Ranchers, again, choose different words. Several I spoke with were dismissive of wolf deterrence strategies, listing their limitations and drawbacks and generally bristling at the idea of nonranchers telling them how to do their jobs. Bruchez met with Baca but wasn’t impressed. “He shows up with a three-ring binder of check-the-box paperwork…but this isn’t a one-size-fits-all scenario,” Bruchez says. Electric fences can be impractical to install and maintain, he says, and they come with risks. “CPW assumes no liability. If my neighbor’s horse gets tangled up in fladry and dies, I’m buying my neighbor a new horse.” (Perkins concedes that generally speaking, CPW would not be at fault but also says there have been no reported instances of livestock experiencing injuries related to fladry.)
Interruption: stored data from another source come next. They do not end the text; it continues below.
PR #4591, opened 2019-10-08
wdio-devtools-service: better browser name and version check

### LINKED ISSUE #4589: Devtools: Unable to run performance test
 - **WebdriverIO version:** 5.12
 - **Mode:** WDIO Testrunner
 - **If WDIO Testrunner, running sync/async:** Sync
 - **Node.js version:** v10.16.2
 - **NPM version:** v6.11.3
 - **Browser name and version:** Chrome 77 ran through Browserstack
 - **Platform name and version:** Windows 10
 - **Additional wdio packages used (if applicable):** @wdio/devtools-service

**Config of WebdriverIO**
```
exports.config = {
   user: bstack_user,
   key: bstack_password,
   updateJob: false,
    maxInstances: 1,
    specs: [
        './tests/partner_portal/**/policy_secondary_*.spec.js'
    ],
capabilities: [{
        'os': 'Windows',
        'os_version': '10',
        'browserName': 'Chrome',
        'browser_version': '77.0',
        build: 'partner_portal-test',
        'project': 'Partner_Portal',
        acceptInsecureCerts: true,
        'browserstack.local': true,
        resolution: '1920x1080'
    }],
services: [
        'devtools'
    ],
logLevel: 'warn',
    coloredLogs: true,
    screenshotPath: './errorShots/',
    baseUrl: partnerURL,
    waitforTimeout: 20000,
    connectionRetryTimeout: 10000,
    host: 'hub.browserstack.com',
    framework: 'mocha',
    mochaOpts: {
        ui: 'bdd',
        timeout: 100000,
        compilers: ['@babel/register']
    },
    before: function () {
        var chai = require('chai');
        global.expect = chai.expect;
        chai.Should();
    },
    onPrepare: function (config, capabilities) {
        console.log("Connecting local");
        return new Promise(function (resolve, reject) {
            exports.bs_local = new browserstack.Local();
            exports.bs_local.start({
                'key': exports.config.key
            }, function (error) {
                if (error) return reject(error);
                console.log('Connected. Now testing...');

                resolve();
            });
        });
    },
    // Code to stop browserstack local after end of test
    onComplete: function () {
        exports.bs_local.stop(function () {});
    }
}
}
```

**Describe the bug**
`The @wdio/devtools-service currently only supports Chrome version 63 and up`

I receive this error even with browserstack capabilities set to Chrome 77.

**To Reproduce**
Please see below example performance file

```
describe('Testing the partner portal\'s initial paint time', () => {
    before(function() {
        browser.enablePerformanceAudits();
    });

    after(function() {
        browser.disablePerformanceAudits()
    });

    it('Should load within performance constraints that will be set at a later point in time', () => {
        browser.url(url);
        let metrics = browser.getMetrics();
        assert.ok(metrics.speedIndex < 1500);

        let score = browser.getPerformanceScore();
        console.log(score);

        $('#AgencyCode').setValue(partner.PARTNER_PORTAL_AGENCY_CODE);
        $('#frmRouter > div > div > div > div:nth-child(2) > div > input:nth-child(2)').click();

        metrics = browser.getMetrics()
        assert.ok(metrics.speedIndex < 1500)
        score = browser.getPerformanceScore()
        assert.ok(score >= .99)
    });
});
```

**Expected behavior**
According to the docs this should run as long as 'devtools' is added to services array

**Log**
```
Connecting local
Connected. Now testing...
[0-0] RUNNING in Chrome - C:\Users\xxx\Desktop\projects\webdriver-xxx-test\performance\partner_perf.js
[0-0] 2019-10-08T17:36:07.714Z **ERROR @wdio/devtools-service: The @wdio/devtools-service currently only supports Chrome version 63 and up**
[0-0] initialised custom reporter with the following reporter options: { logLevel: 'warn',
  setLogFile: [Function: NOOP],
  someOption: 'foobar',
  logFile: undefined,
  writeStream: { write: [Function: write] } }
Some log line
[0-0] We are beginning the test!
[0-0] TypeError in "Testing the partner portal's initial paint time "before all" hook for "Should load within performance constraints that will be set at a later point in time""
browser.enablePerformanceAudits is not a function
[0-0] We've completed the suite!
[0-0] TypeError in "Testing the partner portal's initial paint time "after all" hook for "Should load within performance constraints that will be set at a later point in time""
browser.disablePerformanceAudits is not a function
```

mgrybyk:
## Proposed changes

Tune supporter version verification to be case insensitive and also support other possible version property names

fixes #4589

## Types of changes

## Checklist

### DIFF
--- a/packages/wdio-devtools-service/src/utils.js
+++ b/packages/wdio-devtools-service/src/utils.js
@@ -9,6 +9,7 @@ const log = logger('@wdio/devtools-service:utils')
 
 const RE_DEVTOOLS_DEBUGGING_PORT_SWITCH = /--remote-debugging-port=(\d*)/
 const RE_USER_DATA_DIR_SWITCH = /--user-data-dir=([^-]*)/
+const VERSION_PROPS = ['browserVersion', 'browser_version', 'version']
 
 /**
  * Find Chrome DevTools Interface port by checking Chrome switches from the chrome://version
@@ -134,8 +135,21 @@ export function quantileAtValue (median, falloff, value) {
  * @param {object} caps capabilities
  * @param {number} minVersion minimal chrome browser version
  */
-export function isBrowserVersionLower(caps, minVersion) {
-    const versionProps = ['browserVersion', 'browser_version', 'version']
-    const browserVersion = caps[versionProps.find(prop => caps[prop])]
+export function isBrowserVersionLower (caps, minVersion) {
+    const browserVersion = getChromeMajorVersion(caps[VERSION_PROPS.find(prop => caps[prop])])
     return typeof browserVersion === 'number' && browserVersion < minVersion
+}
+
+/**
+ * get chromedriver major version
+ * @param   {string|*}      version chromedriver version like `78.0.3904.11` or just `78`
+ * @return  {number|*}              either major version, ex `78`, or whatever value is passed
+ */
+export function getChromeMajorVersion (version) {
+    let majorVersion = version
+    if (typeof version === 'string') {
+        majorVersion = Number(version.split('.')[0])
+        majorVersion = isNaN(majorVersion) ? version : majorVersion
+    }
+    return majorVersion
 }
--- a/packages/wdio-devtools-service/src/utils.js
+++ b/packages/wdio-devtools-service/src/utils.js
@@ -128,3 +128,14 @@ export function quantileAtValue (median, falloff, value) {
     const standardizedX = (Math.log(value) - location) / (Math.SQRT2 * shape)
     return (1 - internalErf_(standardizedX)) / 2
 }
+
+/**
+ * check if browser version is lower than `minVersion`
+ * @param {object} caps capabilities
+ * @param {number} minVersion minimal chrome browser version
+ */
+export function isBrowserVersionLower(caps, minVersion) {
+    const versionProps = ['browserVersion', 'browser_version', 'version']
+    const browserVersion = caps[versionProps.find(prop => caps[prop])]
+    return typeof browserVersion === 'number' && browserVersion < minVersion
+}
--- a/packages/wdio-devtools-service/src/index.js
+++ b/packages/wdio-devtools-service/src/index.js
@@ -5,7 +5,7 @@ import DevToolsDriver from './driver'
 import Auditor from './auditor'
 import TraceGatherer from './gatherer/trace'
 import DevtoolsGatherer from './gatherer/devtools'
-import { findCDPInterface, getCDPClient } from './utils'
+import { findCDPInterface, getCDPClient, isBrowserVersionLower } from './utils'
 import { NETWORK_STATES, DEFAULT_NETWORK_THROTTLING_STATE } from './constants'
 
 const log = logger('@wdio/devtools-service')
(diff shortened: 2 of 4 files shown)


packages/wdio-devtools-service/src/utils.js
```diff
@@ -128,3 +128,14 @@ export function quantileAtValue (median, falloff, value) {
...
     return (1 - internalErf_(standardizedX)) / 2
 }
+
+/**
+ * check if browser version is lower than `minVersion`
+ * @param {object} caps capabilities
+ * @param {number} minVersion minimal chrome browser version
+ */
+export function isBrowserVersionLower(caps, minVersion) {
+    const versionProps = ['browserVersion', 'browser_version', 'version']
```
christian-bromann: We can move this up to the top of the file?

packages/wdio-devtools-service/src/utils.js
```diff
@@ -128,3 +128,14 @@ export function quantileAtValue (median, falloff, value) {
...
+    const browserVersion = caps[versionProps.find(prop => caps[prop])]
+    return typeof browserVersion === 'number' && browserVersion < minVersion
```
christian-bromann: What if someone has a browser version like `65.1.234.2`?

mgrybyk: Missed that!

packages/wdio-devtools-service/src/utils.js
```diff
@@ -128,3 +129,27 @@ export function quantileAtValue (median, falloff, value) {
...
     return (1 - internalErf_(standardizedX)) / 2
 }
+
+/**
+ * check if browser version is lower than `minVersion`
+ * @param {object} caps capabilities
+ * @param {number} minVersion minimal chrome browser version
+ */
+export function isBrowserVersionLower (caps, minVersion) {
+    const browserVersion = getChromeMajorVersion(caps[VERSION_PROPS.find(prop => caps[prop])])
```
christian-bromann:
```suggestion
    const chromeVersion = caps[VERSION_PROPS.find(prop => caps[prop])]
    
    if (!chromeVersion) {
        log.warn('No Chrome version can be detected in the capabilities')
        return true
    }
    
    const browserVersion = getChromeMajorVersion(chromeVersion)
```

mgrybyk:
> Let's add this check in case no browser version is provided.

There is such case already or I'm missing something

packages/wdio-devtools-service/src/utils.js
mgrybyk: I don't think we need to warn that no browser version is provided, it's not mandatory

christian-bromann: you right

mgrybyk: the function returns false if there is no version provided OR browser version is above 63.

otherwise it returns `true`.

mgrybyk:
argh, missed to rename `browserVersion` to `chromeVersion`.

Shall I raise a PR for it or let's just keep it as is?

christian-bromann:
I think it is fine. I hope the service can be used by other browsers soon too.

In September 2024, CPW captured the pack near Bruchez’s ranch after a series of confirmed depredations and relocated it to Pitkin County, so his family’s stress has abated. But he wonders when the predators will return and how life will change as their numbers increase.
Perhaps the best glimpse of Colorado’s future may come from those who have lived alongside the animals longer. Wolves have stalked the land near Denny Iverson’s ranch in Missoula, Montana, for 15 years. He has had one confirmed wolf depredation and suspects the true number is higher. The wolves’ arrival was a struggle, but he adjusted, using range riding to some success. In his role as a board member of the Blackfoot Challenge, a Montana-based nonprofit whose mission includes helping ranchers cope with carnivores, he’s made several visits to Colorado ranchers. “I tell them it’s not much fun right now, but it’ll get better,” Iverson says. “It’s going to be OK.” Colorado’s compensation program is “robust, better than Montana’s,” he says, and hunting should “put some fear into” the predators if it’s legalized.
Still, wolves are here to stay. “Some ranchers will accept reality and learn to live with them,” Iverson says, “and some will stay grumpy for the rest of their lives.”